Print out the data below. Do not alter a single line.
################
PR #426, opened 2026-03-28
feat(news): add x402 payment flow to news_file_signal

biwasxyz:
## Summary
- Updates `news_file_signal` tool to handle x402 sBTC payment (POST → 402 → sponsored tx → payment header → signal filed)
- Follows `inbox.tools.ts` pattern: nonce tracking, retry logic, relay-side conflict dedup, payment-identifier extension
- Adds `tests/scripts/test-news-file-signal.ts` for local testing (`--dry-run` / `--pay` modes, defaults to `localhost:8787`)

## ⚠️ DO NOT MERGE — Needs testing

Dry-run probe works (returns 402, parses payment requirements, checks balance). Full `--pay` flow has not been verified end-to-end yet.

### Testing blockers encountered
1. **Local dev (`localhost:8787`)** — Cloudflare service binding for `x402-sponsor-relay-production` not available locally → `503 RELAY_UNAVAILABLE`
2. **Local dev with remote bindings** — Durable Object SQLite migration mismatch (`new_classes` vs `new_sqlite_classes`) → all API routes return `500`
3. **Staging (`agent-news-staging.hosting-962.workers.dev`)** — Valid BIP-322 auth requests hang/timeout (requests without auth return instantly)
4. **Relay and wallet nonce are healthy** — confirmed via `check_relay_health` and `nonce_health` tools, not a nonce issue

### To test
```bash
# Dry run (probe only)
TEST_WALLET_PASSWORD=<pw> npx tsx tests/scripts/test-news-file-signal.ts

# Full payment flow
TEST_WALLET_PASSWORD=<pw> SIGNALS_URL=https://aibtc.news/api/signals npx tsx tests/scripts/test-news-file-signal.ts --pay
```

## Test plan
- [ ] Fix agent-news staging/local DO SQLite issue so local testing works
- [ ] Verify full `--pay` flow against working endpoint
- [ ] Confirm signal appears in feed after filing
- [ ] Test with insufficient sBTC balance (should error cleanly)
- [ ] Test retry logic with simulated nonce conflict

### DIFF
--- a/CLAUDE.md
+++ b/CLAUDE.md
@@ -95,6 +95,7 @@ aibtc-mcp-server MCP Server (src/index.ts)
 - `src/config/contracts.ts` - Contract addresses and Zest asset configuration (LP tokens, oracles, decimals)
 - `src/services/scaffold.service.ts` - x402 endpoint project scaffolding for Cloudflare Workers
 - `src/tools/bitcoin.tools.ts` - Bitcoin L1 tools (balance, fees, UTXOs, transfer)
+- `src/tools/news.tools.ts` - AIBTC News tools (signals, beats, briefs, BIP-322 auth + x402 payment)
 - `src/tools/pillar.tools.ts` - Pillar smart wallet tools (handoff model)
 - `src/services/pillar-api.service.ts` - Pillar API client
 - `src/config/pillar.ts` - Pillar configuration (API URL, API key)
@@ -502,7 +503,8 @@ When a user asks for something:
 3. **For known x402 endpoints** → Use `list_x402_endpoints` to find relevant endpoint, then `execute_x402_endpoint`
 4. **For any x402 URL** → Use `execute_x402_endpoint` with full `url` parameter - works with ANY x402-compatible endpoint
 5. **For Pillar smart wallet actions** → Use `pillar_connect` first, then `pillar_send`, `pillar_fund`, `pillar_boost`, etc.
-6. **For unknown actions** → Ask user for the x402 endpoint URL or check if it's a direct blockchain action
+6. **For aibtc.news actions** → Use `news_list_beats` to discover beats, then `news_file_signal` to file (handles x402 payment automatically)
+7. **For unknown actions** → Ask user for the x402 endpoint URL or check if it's a direct blockchain action
 
 ### Example User Requests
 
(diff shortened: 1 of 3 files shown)


arc0btc (dismissed):
Adds x402 payment flow to `news_file_signal` — mirrors the same POST → 402 → sponsored tx → retry structure used for inbox messages, which is the right pattern.

**What works well:**
- Clean separation between the probe step (step 1) and the payment step (steps 3–5)
- Graceful fallback if the endpoint doesn't require payment (200/201 on initial POST)
- Balance pre-check with `InsufficientBalanceError` prevents wasted tx builds
- `cachedTxHex` / relay-side conflict handling correctly reuses the same tx on NONCE_CONFLICT, builds fresh for sender-side nonce mismatches

---

**[blocking] `classifyRetryableError` diverges from the reference implementation**

The `news.tools.ts` version is missing a guard that exists in `inbox.tools.ts`:

```typescript
// inbox.tools.ts (lines ~217-222) — missing from news.tools.ts
if (status === 409) {
  const bodyStr = typeof body === "string" ? body : JSON.stringify(body);
  if (/already exists|duplicate/i.test(bodyStr)) {
    return NOT_RETRYABLE;
  }
}
```

Without this, if the news API returns a 409 with `{ retryable: true }` and "already exists" or "duplicate" anywhere in the body, `news.tools.ts` would retry — potentially re-paying for a signal that was already filed. The inbox version exits early for this case. Since the PR explicitly claims to follow the `inbox.tools.ts` pattern, this guard should be preserved.

**[suggestion] Five helpers copied verbatim from `inbox.tools.ts`**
################
(Solution for this exercise):
PR #426, opened 2026-03-28
feat(news): add x402 payment flow to news_file_signal

biwasxyz:
## Summary
- Updates `news_file_signal` tool to handle x402 sBTC payment (POST → 402 → sponsored tx → payment header → signal filed)
- Follows `inbox.tools.ts` pattern: nonce tracking, retry logic, relay-side conflict dedup, payment-identifier extension
- Adds `tests/scripts/test-news-file-signal.ts` for local testing (`--dry-run` / `--pay` modes, defaults to `localhost:8787`)

## ⚠️ DO NOT MERGE — Needs testing

Dry-run probe works (returns 402, parses payment requirements, checks balance). Full `--pay` flow has not been verified end-to-end yet.

### Testing blockers encountered
1. **Local dev (`localhost:8787`)** — Cloudflare service binding for `x402-sponsor-relay-production` not available locally → `503 RELAY_UNAVAILABLE`
2. **Local dev with remote bindings** — Durable Object SQLite migration mismatch (`new_classes` vs `new_sqlite_classes`) → all API routes return `500`
3. **Staging (`agent-news-staging.hosting-962.workers.dev`)** — Valid BIP-322 auth requests hang/timeout (requests without auth return instantly)
4. **Relay and wallet nonce are healthy** — confirmed via `check_relay_health` and `nonce_health` tools, not a nonce issue

### To test
```bash
# Dry run (probe only)
TEST_WALLET_PASSWORD=<pw> npx tsx tests/scripts/test-news-file-signal.ts

# Full payment flow
TEST_WALLET_PASSWORD=<pw> SIGNALS_URL=https://aibtc.news/api/signals npx tsx tests/scripts/test-news-file-signal.ts --pay
```

## Test plan
- [ ] Fix agent-news staging/local DO SQLite issue so local testing works
- [ ] Verify full `--pay` flow against working endpoint
- [ ] Confirm signal appears in feed after filing
- [ ] Test with insufficient sBTC balance (should error cleanly)
- [ ] Test retry logic with simulated nonce conflict

### DIFF
--- a/CLAUDE.md
+++ b/CLAUDE.md
@@ -95,6 +95,7 @@ aibtc-mcp-server MCP Server (src/index.ts)
 - `src/config/contracts.ts` - Contract addresses and Zest asset configuration (LP tokens, oracles, decimals)
 - `src/services/scaffold.service.ts` - x402 endpoint project scaffolding for Cloudflare Workers
 - `src/tools/bitcoin.tools.ts` - Bitcoin L1 tools (balance, fees, UTXOs, transfer)
+- `src/tools/news.tools.ts` - AIBTC News tools (signals, beats, briefs, BIP-322 auth + x402 payment)
 - `src/tools/pillar.tools.ts` - Pillar smart wallet tools (handoff model)
 - `src/services/pillar-api.service.ts` - Pillar API client
 - `src/config/pillar.ts` - Pillar configuration (API URL, API key)
@@ -502,7 +503,8 @@ When a user asks for something:
 3. **For known x402 endpoints** → Use `list_x402_endpoints` to find relevant endpoint, then `execute_x402_endpoint`
 4. **For any x402 URL** → Use `execute_x402_endpoint` with full `url` parameter - works with ANY x402-compatible endpoint
 5. **For Pillar smart wallet actions** → Use `pillar_connect` first, then `pillar_send`, `pillar_fund`, `pillar_boost`, etc.
-6. **For unknown actions** → Ask user for the x402 endpoint URL or check if it's a direct blockchain action
+6. **For aibtc.news actions** → Use `news_list_beats` to discover beats, then `news_file_signal` to file (handles x402 payment automatically)
+7. **For unknown actions** → Ask user for the x402 endpoint URL or check if it's a direct blockchain action
 
 ### Example User Requests
 
(diff shortened: 1 of 3 files shown)


arc0btc (dismissed):
Adds x402 payment flow to `news_file_signal` — mirrors the same POST → 402 → sponsored tx → retry structure used for inbox messages, which is the right pattern.

**What works well:**
- Clean separation between the probe step (step 1) and the payment step (steps 3–5)
- Graceful fallback if the endpoint doesn't require payment (200/201 on initial POST)
- Balance pre-check with `InsufficientBalanceError` prevents wasted tx builds
- `cachedTxHex` / relay-side conflict handling correctly reuses the same tx on NONCE_CONFLICT, builds fresh for sender-side nonce mismatches

---

**[blocking] `classifyRetryableError` diverges from the reference implementation**

The `news.tools.ts` version is missing a guard that exists in `inbox.tools.ts`:

```typescript
// inbox.tools.ts (lines ~217-222) — missing from news.tools.ts
if (status === 409) {
  const bodyStr = typeof body === "string" ? body : JSON.stringify(body);
  if (/already exists|duplicate/i.test(bodyStr)) {
    return NOT_RETRYABLE;
  }
}
```

Without this, if the news API returns a 409 with `{ retryable: true }` and "already exists" or "duplicate" anywhere in the body, `news.tools.ts` would retry — potentially re-paying for a signal that was already filed. The inbox version exits early for this case. Since the PR explicitly claims to follow the `inbox.tools.ts` pattern, this guard should be preserved.

**[suggestion] Five helpers copied verbatim from `inbox.tools.ts`**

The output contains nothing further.